(Excerpts from a dataset)
PR #1274, opened 2026-06-18
[BACKEND-578] migrate to Cobra

molnarm:
## Summary

Migrates the entire CLI command layer from `github.com/urfave/cli` v1 to [cobra](https://github.com/spf13/cobra) + [pflag](https://github.com/spf13/pflag). This is **Phase 1** of the [resource-management RFC](https://bitrise.atlassian.net/wiki/spaces/ENGI/pages/5042241595) — a pure framework migration with **no intended functional changes**: same commands, aliases, flags (long + short), defaults, env-var bindings, positional-arg handling, exit codes, and JSON/structured output. New cloud commands and command restructuring come later.

`urfave/cli` becomes an indirect dependency (still pulled in by `envman/v2`).

## Mechanical changes (low risk)

- Rewrote all 28 command files in `cli/` from urfave `cli.Command` literals to `*cobra.Command` (`Use`/`Short`/`Long`/`RunE`), with flags registered in `init()` and read via `cmd.Flags().Get*` and positionals from the `args []string` passed to `RunE`. urfave's `Usage`/`UsageText`/`Description` map to cobra's `Short`/`Use`/`Long`(+examples).
- `commands.go` now builds the root command (`newRootCommand`) and wires subcommands via `AddCommand`.
- Extracted shared flag-registration helpers (config/inventory, json-params, trigger filters) to avoid duplication across `run`/`trigger`/`trigger-check`/`validate`.
- `output.ConfigureOutputFormat` signature changed from `(*cli.Context)` to `(format string)`; the sole caller (`version`) updated.
- `envman` uses cobra's `DisableFlagParsing` in place of urfave's `SkipFlagParsing`.
- Added `spf13/cobra` + `spf13/pflag` as direct deps and vendored them; `integrationtests/go.mod` tidied (it imports the `cli` package).

### 1. Single-dash long flags (`normalizeLegacyArgs`, `cli/args.go`)
urfave/Go-flag accepted `-config` ≡ `--config`; pflag only accepts `--config` (and single-char `-c`). Before handing args to cobra, **every** known single-dash long flag is rewritten to `--`. Passthrough is left untouched: everything after `--`, and everything from the `envman` command onward.

### 2. Plugin routing (`detectPlugin`/`runPlugin`, `cli/plugin.go`; dispatched from `Run`, `cli/cli.go`)
cobra errors on unknown commands before `PersistentPreRunE` runs, so plugin dispatch (`:name`) is detected **before** cobra — but only when the first non-flag token is not a known command/alias, so `bitrise run a:b` stays a `run` invocation. On the plugin path the global flags that **precede** the plugin name are applied and `before()` is run manually, matching urfave's old default-action behavior; everything from the plugin name onward — including flags that share a global's name, e.g. a plugin's own `--debug` — is forwarded to the plugin verbatim. The "first non-global-flag token" boundary is computed once (`commandTokenIndex`) and shared with the envman passthrough.

### 3. `envman` passthrough (`envmanPassthrough`/`runEnvman`, `cli/envman.go`; dispatched from `Run`, `cli/cli.go`)
`envman` is dispatched before cobra so the global flags that precede it are consumed (not forwarded into the passthrough — cobra would otherwise leak `--debug`/`--ci`/`--pr` into the `envman` arg list), while everything from `envman` onward (including any later `--debug`/`--ci`/`--pr`) is forwarded verbatim.

### 4. Global flags + env-var binding fidelity (`cli/cli.go`, `modes.go`, `run.go`, `trigger.go`, `share_start.go`, `commands.go`)
`--debug`/`--ci`/`--pr` are persistent flags on root; `app.Before` → `PersistentPreRunE`. urfave's `GlobalIsSet`/`GlobalBool`/`IsSet` map to pflag's `Changed`/`GetBool`. pflag has no `EnvVar` equivalent, so the old CLI's four env-bound flags are reproduced by hand (`modes.go`): presence-based (`ciModeFlagOverride`, so a set `CI` env still beats the inventory) with non-bool values aborting up front. The per-flag semantics differ — catalogued under Compatibility quirks.

### 5. Help & version (`commands.go`, `help.go`)
Root `--help` reproduces the previous framework's layout (`NAME` / `USAGE` / `VERSION` / `GLOBAL OPTIONS` / `COMMANDS` / `PLUGINS` / `COMMAND HELP`), rendered from the cobra command tree — commands in declaration order with aliases, global flags with their `[$ENV]` annotations, and the installed plugin list. An unknown top-level command prints this app help and exits 1, matching the old default action. Subcommand `--help` uses cobra's native help. `version`/`-v`/`--version` print the bare version string; cobra's auto-generated `completion` command is disabled (it was not a command in the old CLI). `SilenceErrors`/`SilenceUsage` keep error handling in our hands (`failf`, exit 1).

### 6. Telemetry (`command_analytics.go`)
`logCommandParameters`/`collectFlags` reimplemented on cobra. The old payload is reproduced, including reporting env-bound flags as "set" (via flag annotations) and avoiding double-counting inherited global flags.

## Behavior changes (intended / accepted)

Everything below was found via repeated old-vs-new binary diffing across review rounds. These are the **only** behavioral differences that remain; all other commands/flags/exit-codes/JSON output (and the root `--help`) were verified to match the old CLI. Each item merges every affected command.

1. **Global flags are now positional-independent (cobra-parsed commands only).** `--ci`, `--pr`, `--debug` are honored when placed after the subcommand or interspersed with positional args (e.g. `bitrise run wf --ci`), not only before the first positional argument. urfave honored them only up to the first positional argument (before the command, or between the command and its positionals) and silently ignored them after one — those invocations now take effect (incl. the single-dash spelling `-ci` after a positional, via flag normalization). Affects: **all cobra-parsed commands**. Aligns with the RFC's goal of global flags working everywhere. The `plugin` (`:name`) and `envman` passthroughs are **excluded**: they honor a global flag only when it precedes the command token and forward everything after it verbatim — exactly as the old CLI did, so a plugin's or envman's own `--debug`/`--ci`/`--pr` is not applied to bitrise's persistent flags or its CI/PR env seeding (`applyGlobalFlagsFromArgs` respects the command-token boundary). One caveat matches the old CLI and is **not** boundary-scoped: the early debug-logger resolution (`legacy.IsDebugMode`) and the `DEBUG` env it exports scan the whole arg list, so a plugin's/envman's trailing `--debug` still toggles bitrise's own debug logging — listed under Compatibility quirks kept.

2. **Subcommand `--help` and error-message text use cobra's format.** The root help layout is reproduced, but `bitrise <command> --help` uses cobra's native help layout, and the wording of invalid-value/invalid-bool-env messages differs from urfave. Command/flag names, shorthands, defaults, the documented help substrings, and exit codes are unchanged. (Unknown-flag handling is deliberately kept lenient — see "Compatibility quirks kept" below.) Affects: **all subcommands**. (Includes `validate`'s `--config-base64`/`--inventory-base64` help text changing "decoded" → "encoded".)

3. **Unknown subcommand of a dispatch-only parent exits 1 (was 3).** `bitrise tools|steps|plugin <unknown>` still fails, but with exit code 1 instead of urfave's 3 (both non-zero). Affects: **`tools`, `steps`, `plugin`**.

4. **Analytics command-info payload order.** The reported set-flags list orders command-specific flags lexically (global flags still first); the *set* of reported flags is unchanged. Affects: **analytics for all commands**.

5. **`envman` preceded by a non-global bitrise flag** (e.g. `bitrise --config x envman …`): the stray flag is forwarded into the `envman` passthrough, which rejects it, rather than being rejected by bitrise's own arg parser. Both exit 1; only the error origin differs (envman's usage error vs bitrise's). Affects: **`envman`** (edge case). The pre-cobra passthrough only fires when `envman` is the first non-global token, so this case reaches the `envman` stub command via cobra; the stub forwards the leftover args verbatim instead of erroring internally.

## Compatibility quirks kept (candidates for the next major)

These are urfave/cli behaviours that are non-idiomatic for cobra/pflag but reproduced **on purpose** so no existing invocation breaks. They are the inverse of the section above — here **new == old by design**. The next major version (new command surface) is the place to revisit them; they are listed so we can decide later which to keep and which to clean up.

### Flag parsing
- **Unknown flags are tolerated, not rejected.** `FParseErrWhitelist.UnknownFlags` is set on the whole command tree (`enableUnknownFlagPassthrough` in `commands.go`), so an unrecognised flag after a positional is left in the args and ignored — `bitrise run wf --typo` still runs the workflow, as it did under urfave. Idiomatic cobra rejects unknown flags. *Residual:* a **leading** unknown flag on a command that ignores positionals (`validate --typo`, `version --typo`) exits 0 vs urfave's 1 — harmless (it only turns a previously-erroring call into a success), and exact parity would need positional-aware tolerance cobra lacks.
- **Single-dash long flags** (`-config` ≡ `--config`) are normalised to `--` before cobra (Non-trivial change #1); idiomatic cobra accepts only `--config` / `-c`.
- **Global flags are position-dependent on the `:plugin`/`envman` passthroughs** — honored only before the command token, everything after forwarded verbatim (see Behavior change #1). Exception: the pre-cobra early debug-logger scan (`legacy.IsDebugMode`) is intentionally unbounded, so a plugin's/envman's trailing `--debug` still enables bitrise's debug logging and exports `DEBUG=true`, matching the old CLI (the persistent `--debug` flag and CI/PR seeding are not affected).
- **`--debug=false` does not override a set `DEBUG=true`.** The early debug-logger resolution treats `debug = explicit --debug true OR DEBUG env == "true"`, so a present `DEBUG=true` wins over an explicit `--debug=false` — reproducing the old CLI's fall-through. The idiomatic "explicit flag wins" precedence (as with `--ci`/`--pr`) is deferred to the next major.

### Environment variables (pflag has no `EnvVar`; the old bindings are hand-rolled, asymmetries intact — `modes.go`)
- **Only four flags read the environment, with inconsistent semantics:**
  - `--ci`→`CI` and `--debug`→`DEBUG` (global): parsed with `ParseBool`; a non-bool value **aborts** (exit 1).
  - `trigger`'s `--secret-filtering`→`BITRISE_SECRET_FILTERING`: `ParseBool`; non-bool **aborts**.
  - `run`'s `--secret-filtering`: **not** env-bound — its env is matched literally (`true`/`false` only; other values silently ignored, no abort).
  - `secret-envs-filtering`: no flag at all; env matched literally.
  - `--pr`: **not** env-bound; the PR env vars are resolved separately, together with the inventory.
  - `share start`'s `--collection`→`STEPMAN_COLLECTION`: plain string fallback.
- **CI override is presence-based.** A *present* `CI` env (even `CI=false`) overrides inventory-based CI detection in `run`/`trigger`, reproducing urfave's `GlobalIsSet`.
- **Invalid bool env aborts.** A non-bool `CI`/`DEBUG` (checked up front) and a non-bool `BITRISE_SECRET_FILTERING` (on `trigger`) abort with exit 1, reproducing urfave's validation at flag-set construction (wording differs, exit code matches).

### Help, version & command surface
- **Two help layouts.** Root `--help` is hand-rendered in urfave's `NAME / USAGE / VERSION / GLOBAL OPTIONS / COMMANDS / PLUGINS` layout; subcommand `--help` uses cobra's native layout.
- **Declaration order, not sorted.** `EnableCommandSorting = false` and `PersistentFlags().SortFlags = false` keep the old command/flag order instead of cobra's alphabetical default.
- **Bare version string.** `--version`/`-v` print just the version via `SetVersionTemplate`, not cobra's `bitrise version X`.
- **No `completion` command.** Cobra's auto-generated `completion` command is disabled (it was not a command in the old CLI).

### Flag types
- **`tools setup --config` is a repeatable `StringArray`** (specify the flag multiple times; no comma-splitting), matching urfave's `StringSlice`.
- **`preload --minors-since`/`--patches-since` are uint flags read as int** (cast at use), matching the old `UintFlag` that was read via `c.Int`.

## Differences from the POC (#1268)

[#1268](https://github.com/bitrise-io/bitrise/pull/1268) was a feasibility spike (its description notes it wasn't thoroughly verified). This PR follows the same overall shape — cobra root command, `PersistentPreRunE`, pre-cobra plugin routing, `normalizeLegacyArgs`, and a reproduced urfave-style root help with the plugin list — but closes several behavioral gaps and differs in a couple of implementation choices.

### Behavioral gaps in the POC that this PR fixes
- **Single-dash long flags:** the POC normalized only `-debug`/`-ci`/`-pr`/`-v`; per-command long flags (`-config`, `-workflow`, `-inventory`, `-output-format`, …) silently stopped working. This PR normalizes every known long flag.
- **Unknown flags:** plain cobra (the POC) rejects any unrecognised flag, whereas urfave silently ignored one that followed a positional (so `bitrise run wf --typo` still ran the workflow). This PR restores that leniency tree-wide via `FParseErrWhitelist` (see Compatibility quirks).
- **`completion` command:** the POC left cobra's auto-generated `completion` command enabled (a new command, also listed in help); it's disabled here.
- **`--version`/`-v` output:** the POC printed `bitrise version X` (cobra default); this PR keeps the original bare `X` via `SetVersionTemplate`.
- **`EnvVar` fidelity:** the POC dropped urfave's env bindings, so `CI=1`/`CI=TRUE` no longer enabled CI mode (it compared `== "true"`), a present `CI` env no longer forced the `run`/`trigger` CI override (it used `Changed`), `trigger`'s `BITRISE_SECRET_FILTERING` lost `ParseBool` value handling, and a non-bool env value (`CI=foo`) no longer aborted. All reproduced here.
- **envman global-flag leak:** the POC's plain `DisableFlagParsing` let a preceding `--debug`/`--ci`/`--pr` be forwarded into envman's args (envman then errors). This PR dispatches envman before cobra.
- **Telemetry:** the POC's `collectFlags` reported only command-line-set flags (dropping env-set ones) and double-counted inherited globals (it visited both the root persistent set and the merged command set). Fixed here via flag annotations + `LocalFlags()`.

### Implementation differences
- **Flag values:** the POC bound each flag to a package-level `opts` struct (`BoolVar`/`StringVar`); this PR reads them via `cmd.Flags().Get*` (no shared mutable state).
- **Plugin detection:** the POC ran `Execute()` first and string-matched cobra's `"unknown command"` error to fall back to plugin routing; this PR detects the plugin before `Execute()` (no dependency on cobra's error wording).

## Verification

- `go build ./...`, `go vet ./...`, `golangci-lint run` — clean.
- Full `cli` + `output` unit suites pass (none import the framework directly, so action-signature changes don't touch them).
- Added `cli` unit tests for the pre-cobra dispatch boundary (`detectPlugin`, `envmanPassthrough`, `applyGlobalFlagsFromArgs`): leading global flags configure bitrise, and flags from the command token onward are forwarded to the plugin/envman passthrough verbatim (a plugin's own `--debug` is not applied to bitrise's persistent flags or CI/PR seeding — the early debug-logger scan is a separate, unbounded path that still reacts to it, matching the old CLI; see Compatibility quirks kept).
- The unknown-flag leniency (`FParseErrWhitelist`, via `enableUnknownFlagPassthrough`) is guarded by a tree-walking unit test (`Test_unknownFlagPassthroughEnabledOnWholeTree`) and was confirmed by old-vs-new binary diffing — including the `envman`-reached-via-cobra edge in Behavior change #5, which now forwards to envman instead of erroring internally.
- Integration tests run against the built binary: `cli` (global flags incl. `--ci`/env precedence, envman passthrough, trigger-check, validate, invalid command, json/trigger params, log format), `toolprovider` (help, arg-count validation, short flags), `environment` (secret filtering) — all pass.
- Each behavioral guarantee was cross-checked by building the old (urfave) binary in a throwaway worktree and diffing stdout/stderr/exit-code against the new binary across ~120 command/flag/env permutations, including the root `--help` layout.


cli/command_analytics.go
```diff
@@ -17,44 +19,65 @@ func logPluginCommandParameters(name string, _ []string) {
...
+
 func sendCommandInfo(command, subcommand string, flags []string) {
 	globalTracker.SendCommandInfo(command, subcommand, flags)
 }
+
+// envVarAnnotation records the environment variable a flag is bound to, so that
+// analytics reports the flag as set when its value comes from the environment.
+const envVarAnnotation = "bitrise_env_var"
+
+// markEnvVar binds a flag to an environment variable for analytics reporting.
```
ofalvai, line 84: Do we actually need this? Seems like a niche edge case for a few weirdly handled flags. Personally, I'd be completely okay if our flag usage telemetry missed users who set the env var instead of the flag.

cli/help.go
```diff
@@ -1,36 +1,57 @@
...
 
 	"github.com/bitrise-io/bitrise/v2/plugins"
+	"github.com/spf13/cobra"
+	"github.com/spf13/pflag"
 )
 
-const (
-	helpTemplate = `
-NAME: {{.Name}} - {{.Usage}}
+// printRootHelp renders the root help in the layout the previous framework used
```
ofalvai, line 14: Do we need this kind of compatibility with the old format?

cli/commands.go
```diff
@@ -1,120 +1,107 @@
...
 
-	PatternKey        = "pattern"
-	PushBranchKey     = "push-branch"
-	PRSourceBranchKey = "pr-source-branch"
-	PRTargetBranchKey = "pr-target-branch"
-	PRReadyStateKey   = "pr-ready-state"
+func newRootCommand() *cobra.Command {
+	// List commands in declaration order (like the previous framework) rather
+	// than cobra's default alphabetical sort.
+	cobra.EnableCommandSorting = false
```
ofalvai: One more thing I'm not so sure we need, but let's discuss this, I'm okat with both options.

cli/commands.go
```diff
@@ -1,120 +1,107 @@
...
+		PersistentPreRunE: before,
+		RunE: func(cmd *cobra.Command, _ []string) error {
+			if err := cmd.Help(); err != nil {
+				return err
+			}
+			return errors.New("")
+		},
+	}
+
+	rootCmd.CompletionOptions.DisableDefaultCmd = true
```
ofalvai: Any reason we should disable this? I think it's a free win for those who like to set up shell completions (me ✋)

cli/envman.go
```diff
@@ -4,25 +4,54 @@ import (
...
 		return nil
 	},
 }
 
-func runCommandWith(toolName string, c *cli.Context) error {
-	args := c.Args()
+// envmanPassthrough reports whether the invocation targets the envman command
+// (the first non-global-flag token is "envman") and, if so, returns the args
+// that follow it, to be forwarded verbatim.
+func envmanPassthrough(rawArgs []string) ([]string, bool) {
```
godrei, line 34: I don't really get why this special flag handling needed for envman. Can't we simply pass the cobra cmd args to the executed envman command?

cli/command_analytics.go
godrei: As long as we allow setting a flag via env var I would support this in our telemetry.

cli/commands.go
godrei: I thought the current command list has some sort of command priority consideration, but looking at the actual list it seems to be random.
In long term I would go cobra's default.

cli/help.go
godrei: I don't think so, I would go straight with cobra's help style.

cli/args.go
```diff
@@ -0,0 +1,116 @@
+package cli
```
godrei: The CLI package is already huge, so far it defined the commands' surface and dispatched them.
Now we further extend this package with arg-parsing and env-binding plumbing.
If possible I would suggest finding a new place for args.go and modes.go.

A new package would also allow us defining public and private parts of the functionality, which helps reading the code.

cli/envman.go
molnarm: No, it would error on undefined flags like -ci (and we need to allow for single-dash long flags for compatibility, which cobra doesn't have)

cli/legacy/modes.go
```diff
@@ -0,0 +1,171 @@
...
+}
+
+// IsDebugMode resolves debug mode before cobra parses the command line, so the
+// logger can be configured up front. An explicit --debug flag wins (matching
+// the --ci/--pr precedence); otherwise the bound DEBUG env var decides.
+func IsDebugMode(arguments []string, debugFlagName string) bool {
+	if value, set := debugFlagFromArgs(arguments, debugFlagName); set {
+		return value
+	}
+	return os.Getenv(configs.DebugModeEnvKey) == "true"
```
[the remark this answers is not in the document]
molnarm: This is how it worked before.

Badlazzor (commented):
Read end-to-end, ran the local unit suite + lint, and smoke-tested the built binary against the documented behavior table. The migration is in great shape; flagging two non-blocking observations and one CI question before approving.

## Verification I ran

- `go build ./...`, `go vet ./cli/...`, `go test ./cli/...` (`cli` 140s, `cli/legacy` <1s) — all green locally.
- Built `cli` binary and confirmed against the body's "Behavior changes" + "Compatibility quirks kept" tables:
  - Single-dash long flag accepted: `bitrise -version` → `dev` ✓
  - `CI=foo bitrise version` → "could not parse \"foo\" as bool value for $CI", exit 1 ✓
  - Unknown top-level: `bitrise nopecommand` → prints root help, exit 1 ✓
  - Unknown subcommand of a dispatch-only parent: `bitrise tools nopesub` → `unknown command "nopesub" for "bitrise tools"`, exit 1 (was 3) ✓
  - Trailing unknown flag tolerated: `bitrise validate --typo` exits 0 ✓
  - Leading unknown flag on a positional-ignoring command: `bitrise version --typo` exits 0 (the documented residual) ✓
  - Root help layout reproduces the urfave NAME/USAGE/VERSION/GLOBAL OPTIONS/COMMANDS/PLUGINS shape ✓

## What I think this PR gets right

- **`cli/legacy/` as a self-contained shim package.** Everything we kept "because urfave did" — single-dash normalization, hand-rolled env bindings, the unknown-flag whitelist, the pre-cobra plugin/envman dispatch — lives behind that boundary, with a package doc that says "the next major can drop this wholesale." That's the right framing.
- **`legacy/modes.go` documents the per-flag env-binding asymmetry as preserved-on-purpose.** Each helper's comment names which urfave behavior it reproduces, including the lopsided ones (`--ci`/`DEBUG`/trigger `--secret-filtering` ParseBool + abort; run `--secret-filtering` and `secret-envs-filtering` literal-only + no abort). Future-us reading this won't accidentally "normalize" them.
- **Plugin/envman dispatch is unit-tested at the regression boundary.** `Test_detectPlugin` covers `bitrise run a:b` staying a `run` invocation, a plugin's own `--debug` after the plugin name not toggling bitrise debug, and the alias path. `Test_applyGlobalFlagsFromArgs_onlyLeadingApplied` codifies the "leading-only" rule. `Test_unknownFlagPassthroughEnabledOnWholeTree` walks the tree to catch a future subcommand added without the FParseErrWhitelist bit.
- **Help/version surface preservation** is opt-in not accidental: `EnableCommandSorting = false`, `SortFlags = false`, `SetVersionTemplate("{{.Version}}\n")`, `CompletionOptions.DisableDefaultCmd = true`, plus a routed `HelpFunc` that lets only the root help fall to `printRootHelp`. All four are commented as MIGRATION PERIOD knobs.

## Non-blocking comments

1. **`NormalizeLegacyArgs` boundary on literal `envman`** (`cli/legacy/args.go:86`): the loop stops normalizing at the bare token `envman`, which is correct for the documented passthrough rule, but a `bitrise --config envman …` invocation (where `envman` is the *value* of a known long flag, not the command) would also short-circuit. Almost certainly never happens in practice (and the pre-cobra `envmanPassthrough` itself uses `CommandTokenIndex` and so wouldn't fire on this case — it'd go through cobra), but a one-line comment on why the bare literal-compare is safe here (i.e. that all of the `--flag value` cases for known long flags are already covered by the `-`/`--` normalization on the prior iteration and the `--` escape) would save the next reader the same chase.

2. **`cli/flags.go` carries the pre-existing typo `OuputFormatKey = "format"`** (distinct from `OutputFormatKey = "output-format"` in `cli/run.go`). Verified it exists on `master` too, so this PR is preserving — not introducing — the typo. Worth noting in the "next major" cleanup list rather than fixing here.

## CI question

The only failing check is `Run integration tests (Integration tests on macOS)` — every other check (Linux, step-based + with-group containerized, unit tests on both OSes, CodeQL) is green. Could you share the failing test name + log line, or confirm it's a known flake on that runner? I couldn't get to the build log from outside `bitrise-io`'s internal CI app.

Holding the approve until that's clear; everything else looks merge-ready.

cli/cli.go
```diff
@@ -1,33 +1,26 @@
...
 	// In the case of `--output-format=json` flag is set for the run command, all the logs are expected in JSON format.
 	// Because logs might be printed before processing the run command args,
 	// we need to manually parse the logger configuration.
-	isRunCommand, logFormat, isDebugMode := loggerParameters(os.Args[1:])
-
-	if !isDebugMode {
-		isDebugMode = os.Getenv(configs.DebugModeEnvKey) == "true"
-	}
+	isRunCommand, logFormat := loggerParameters(os.Args[1:])
+	debugMode := legacy.IsDebugMode(os.Args[1:], DebugModeKey)
```
godrei, line 23: cli/cli.go:23 now resolves the early logger's debug state via legacy.IsDebugMode, which returns as soon as an explicit --debug is found (cli/legacy/modes.go:139, debugFlagFromArgs at
  :151). The old code did the opposite:

  isRunCommand, logFormat, isDebugMode := loggerParameters(...)
  if !isDebugMode { isDebugMode = os.Getenv(DEBUG) == "true" }

  So for bitrise --debug=false run wf with DEBUG=true in the env:
  - old: args give false, then !false falls through to the env → debug ON
  - new: explicit flag wins → debug OFF

godrei: The new behavior is arguably the correct one (and the comment at modes.go:136 states the intent: explicit flag wins, matching --ci/--pr), but it's a real behavioral difference that isn't in the PR's "Behavior changes (intended/accepted)" list.

---

The intent of this PR is keeping the original behavior, so I would aim to achieve the old behavior and add a todo to fix it in the upcoming PR.

godrei: IsDebugMode ignores the plugin/envman command-token boundary (claim vs. reality)

  legacy.IsDebugMode(os.Args[1:], ...) scans the entire arg list with no boundary (modes.go:151 loops over all arguments). So bitrise :myplugin --debug and bitrise envman add --debug turn
  on bitrise's own debug logger and export DEBUG=true (cli/cli.go:40-52), even though that --debug is meant for the plugin/envman.

  This matches the old behavior (old loggerParameters also scanned everything), so it's not a functional regression. But it contradicts how the PR frames the passthrough guarantee:

  - Behavior change 1 says a plugin's/envman's own --debug is "never intercepted by bitrise."
  - The Verification section claims a test confirms "a plugin's own --debug not toggling bitrise debug mode."

  That's only true for the persistent flag and the CI/PR env seeding (handled by ApplyGlobalFlagsFromArgs, which correctly respects CommandTokenIndex, and is what
  Test_applyGlobalFlagsFromArgs_onlyLeadingApplied actually asserts). The debug logger and the exported DEBUG env still react to a trailing --debug because they go through the unbounded
  early scan instead. Either tighten IsDebugMode to respect CommandTokenIndex (for consistency with CI/PR), or soften the wording so the guarantee is scoped to the flag/CI/PR and not
  --debug's logging effect.

---

The intent of this PR is keeping the original behavior, so I would aim to achieve the old behavior.

godrei (commented):
New failf(err.Error()) sites pass an error as a format string (style nit)

  failf is func failf(format string, args ...interface{}) (cli/cli.go:195). The migration adds several failf(err.Error()) calls (cli.go:67 ValidateGlobalBoolEnvs, cli.go:99, envman.go:45,
  plugin.go:55, trigger.go:67). Passing the error text as the format string means any % in the message renders as %!x(...). This is the format-string pattern you flag in reviews. The
  pattern is pre-existing (old app.Run error used it too) and the specific new errors are %-free after formatting, so it's low priority, but the new sites may as well use failf("%s", err).

cli/cli.go
molnarm: Restored old debug behaviour.

godrei (approved):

## [TASK REQUIREMENTS]
Using the records above, set down exactly the lines from the one with "## Behavior changes (intended / accepted)" through the one with "Everything below was", inclusive, and nothing more.

## [REPLY TO THE EXERCISE]
## Behavior changes (intended / accepted)

Everything below was found via repeated old-vs-new binary diffing across review rounds. These are the **only** behavioral differences that remain; all other commands/flags/exit-codes/JSON output (and the root `--help`) were verified to match the old CLI. Each item merges every affected command.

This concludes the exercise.